As for some concerns: My son played hockey for Central all four years of high school. It was a great program and a great opportunity, but one concern now is the user fees.

Sixty percent of the households in the school district earn $50,000 a year or less. So with 60 percent making under $50,000 a year, you have to keep your fees down so that everybody has an equal chance to participate in activities such as sports.

Q. Do you remember what the current fee is?

A. I don't, but I know it was approaching close to $75 to $100.

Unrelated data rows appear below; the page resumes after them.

Issue #3719, opened 2022-01-28
Java capability not detected properly with the Microsoft build of OpenJDK


thozook:
## Agent Version and Platform
Version of your agent? 2.144.0/2.144.1/...
2.196.2

OS of the machine running the agent? OSX/Windows/Linux/...
Windows

## Azure DevOps Type and Version
dev.azure.com (formerly visualstudio.com) or on-premises TFS/Azure DevOps Server?
dev.azure.com

If dev.azure.com, what is your organization name? https://dev.azure.com/{organization} or https://{organization}.visualstudio.com
https://dev.azure.com/uhaul

## What's not working?
When using the [Microsoft Build of OpenJDK](https://docs.microsoft.com/en-us/java/openjdk/), the Azure Pipelines Agent doesn't detect the installation. Looking at [Add-JavaCapabilities.ps1](https://github.com/microsoft/azure-pipelines-agent/blob/master/src/Misc/layoutbin/powershell/Add-JavaCapabilities.ps1), it appears that it isn't coded to detect this version of OpenJDK.

The registry keys for the Microsoft Build of OpenJDK look to be stored at Software\Microsoft\JDK

EzzhevNikita:
@thozook Thanks for the issue-reporting in this repository, currently we are under issues with higher priority, we will take a look at this ticket once we will have enough capacity.

thozook:
Created #3723 to address this issue. From testing the adjustments on our own agent, it works to update the reported capabilities of the agent in Azure.

williamoconnorme:
As this PR has not been merged yet, in case anyone is looking for a workaround in the interim it is possible to set an environment variable for `java` and `jdk` so that your build agent has those capabilities

Here's some powershell that I use in my build agent build scripts that will do just that:

`choco install microsoft-openjdk -y --params="/ADDLOCAL=FeatureMain,FeatureEnvironment,FeatureJarFileRunWith,FeatureJavaHome,FeatureOracleJavaSoft /INSTALLDIR=C:\java\"
setx java "c:\java"
setx jdk "c:\java"`

apique13:
Hi, the FeatureOracleJavaSoft is missing in Microsoft OpenJDK installs.
Still true in 17.0.7 and 11.0.19 downloaded from https://learn.microsoft.com/en-us/java/openjdk/download

PR #3723, opened 2022-01-31
Added in support for Microsoft's Build of OpenJDK

thozook:
Resolves issue reported in #3719

Used the previous "$jvmHotSpot" variable since the registry key for Microsoft's OpenJDK build is also in the same hotspot subdirectory.


anatolybolshakov:
@thozook thanks! Let us take a look

anatolybolshakov:
Hi @hymccord I'm no longer working on project - @kirill-ivlev would probably be the right person to address

LarsLaskowski:
#3719 is closed, but the issue is still available. I think it makes sense that the Microsoft OpenJDK installation is also recognized by the agent. I just had to go back to Adoptium Eclipse today because it doesn't work. What a pity.

MichelZ:
@aleksandrlevochkin @kirill-ivlev I was having an issue with a self-hosted agent and Microsoft Java recently. This would have prevented the issue I think. Can this be merged?

bdovaz:
Any updates? Thanks.

PR #3738, opened 2022-02-09
Add check the support of custom server certificate validation 

golubev-ivan:
Added check the support of custom server certificate validation


src/Agent.Sdk/Util/VssUtil.cs
```diff
@@ -21,6 +21,30 @@ public static class VssUtil
...
+            {
+                using (var handler = new HttpClientHandler())
+                {
+                    handler.ServerCertificateCustomValidationCallback = (message, cert, chain, errors) => { return true; };
+
+                    using (var client = new HttpClient(handler))
+                    {
+                        try
+                        {
+                            client.GetAsync("https://microsoft.com/").GetAwaiter();
```
DaniilShmelev, line 36:
```suggestion
                            client.GetAsync("https://microsoft.com/").GetAwaiter().GetResult();
```

DaniilShmelev: Could you please also extract "https://microsoft.com/" into a separate constant inside the class?

src/Agent.Sdk/Util/VssUtil.cs
```diff
@@ -75,7 +99,7 @@ public static void InitializeVssClientSettings(ProductInfoHeaderValue additional
             settings.AcceptLanguages.Remove(CultureInfo.InvariantCulture);
 
             // Setting `ServerCertificateCustomValidation` to able to capture SSL data for diagnostic
-            if (trace != null)
+            if (trace != null && !PlatformUtil.RunningOnMacOS && IsCustomServerCertificateValidationSupported)
```
DaniilShmelev, line 102:
```suggestion
            if (trace != null && IsCustomServerCertificateValidationSupported)
```
Even though the error messages say that custom callbacks are not supported on MacOS, I think if we have such simple check it doesn't hurt to try it.

src/Agent.Sdk/Util/VssUtil.cs
```diff
@@ -21,6 +21,30 @@ public static class VssUtil
     {
         private static UtilKnobValueContext _knobContext = UtilKnobValueContext.Instance();
 
+        public static bool IsCustomServerCertificateValidationSupported
```
DaniilShmelev, line 24: I think this should be a cached property instead, so that we only calculate it's value once.

golubev-ivan:
I've manually tested the changes on fedora and they work fine.

src/Agent.Sdk/Util/VssUtil.cs
```diff
@@ -21,6 +21,21 @@ public static class VssUtil
     {
         private static UtilKnobValueContext _knobContext = UtilKnobValueContext.Instance();
 
+        private const string _testUri = "https://microsoft.com/";
```
DaniilShmelev, line 24: In testing I've found that reaching this URL may take anywhere between 1 and 5 seconds, which produces a bit of a slowdown on startup of the agent, and also during configuration. Maybe we could use some local URL here, but then the results may vary depending on user's setup.
@anatolybolshakov is it worth the effort to investigate this?

DaniilShmelev (approved):
Tested these changes manually on windows, ubuntu, opensuse, macos - everything looks good, but take a look at the comment addressing the startup delay issue.

src/Agent.Sdk/Util/VssUtil.cs
anatolybolshakov: Could it make sense to just exclude OS for which we found that it's not supported?
There are other possible drawbacks of this approach:
- How it behaves with proxy enabled?
- Performance
-

src/Agent.Sdk/Util/VssUtil.cs
```diff
@@ -106,5 +121,26 @@ public static VssCredentials GetVssCredential(ServiceEndpoint serviceEndpoint)
 
             return credentials;
         }
+
+        private static bool CheckSupportOfCustomServerCertificateValidation()
+        {
+            using (var handler = new HttpClientHandler())
+            {
+                handler.ServerCertificateCustomValidationCallback = (message, cert, chain, errors) => { return true; };
```
anatolybolshakov, line 129: Was it failing on setting up on this callback, or just when the request is being sent?

src/Agent.Sdk/Util/VssUtil.cs
```diff
@@ -75,7 +90,7 @@ public static void InitializeVssClientSettings(ProductInfoHeaderValue additional
             settings.AcceptLanguages.Remove(CultureInfo.InvariantCulture);
 
             // Setting `ServerCertificateCustomValidation` to able to capture SSL data for diagnostic
-            if (trace != null)
+            if (trace != null && IsCustomServerCertificateValidationSupported)
```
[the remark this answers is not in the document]
golubev-ivan: I added check the value of this knob in the property.

src/Agent.Sdk/Util/VssUtil.cs
golubev-ivan: It's failing when the request is being sent.

src/Agent.Sdk/Util/VssUtil.cs
golubev-ivan: We discussed, I think we can just minimize the use of this check, e.g. check only if using AZP_AGENT_USE_LEGACY_HTTP knob and the current system is macOS or Linux. Excluding linux would not be quite right, because in most cases everything works correctly.

src/Agent.Sdk/Util/VssUtil.cs
```diff
@@ -106,5 +125,26 @@ public static VssCredentials GetVssCredential(ServiceEndpoint serviceEndpoint)
...
+
+                using (var client = new HttpClient(handler))
+                {
+                    try
+                    {
+                        client.GetAsync(_testUri).GetAwaiter().GetResult();
+                    }
+                    catch (Exception)
+                    {
+                        return false;
```
anatolybolshakov, line 143: Please add tracing for the exception here

anatolybolshakov (approved):
LGTM! Please check comments also

PR #3740, opened 2022-02-10
Auth scheme should follow RFC

### LINKED ISSUE #3735: Bearer token for git auth lowercase violates RFC
When using git checkout, the bearer token is sent as lowercase (see [code here](https://github.com/microsoft/azure-pipelines-agent/blob/453d27c94ff7e54e7576a3490758cb27a4551a82/src/Agent.Worker/Build/GitSourceProvider.cs#L191)) but according to RFC it should be with a uppercase B
see https://datatracker.ietf.org/doc/html/rfc6750#section-2.1

This may cause issues with authentication proxy servers (outside of TFS) which strictly follow the RFC. In my concret example we're using an authentication proxy to enforce 2FA and it only passes through `Bearer` tokens, not `bearer`

jessehouwing:
Fixes: #3735


jessehouwing:
@AndreyIvanov42 Review and merge requested.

Overall, the district's finances seem to be in very good shape. For example, I believe the district is carrying a zero debt balance, and that's something the citizens of Grand Forks can be proud of. Statewide, the average debt balance is about $171 per student or something like that; we were the only North Dakota school district I could find that is carrying a zero debt balance.

Down the road, if we want to maintain community schools, we might have to build a small elementary school on the south end somewhere. Our current financial situation will help us immensely in meeting the expectation of our citizens.

The five mill property-tax cut is great, but as I mentioned, don't give me a five mill cut and then increase user fees and school fees so that the parents of current students are paying more out-of-pocket expenses. With gas prices and the cost of living going up and some of our households getting less than $50,000, we can't keep putting it on their backs alone.

I feel property taxes are a fair balance to maintain a quality school. Whether or not you have kids in school, you're affected by the quality of the schools.

Q. What about schooling in the north side?

A. I live in the central area near the Purpur Arena. Working in law enforcement, you patrol different areas. I feel I have a good understanding of the different areas of town. There is a lot of concern and a lot of opinions. You have to do what's best for the community.

Q. What about closing schools?

A. I would be sympathetic to the neighbors. You hate to loose a neighborhood school. When you look at safe routes to school, you have the underpass under U.S. Highway 2 to get to Wilder School. You hate to see a neighborhood school close. On the other hand, it's going to be a tough decision, and that's where leadership comes into play. You have to do what's best for the city.

I've heard people say, "Well, the kids in those neighborhoods can walk over to Winship." But they'd be crossing North Washington Street, and there's no underpass or overpass. The children would have to count on the traffic signal to get across. We'd be exposing them to significant risk.

So, I know what it would be like close a school, and I'm very sympathetic to the neighborhood's concerns. At the same time, we have to make the best decision we can. You can't hold the whole city hostage for one school.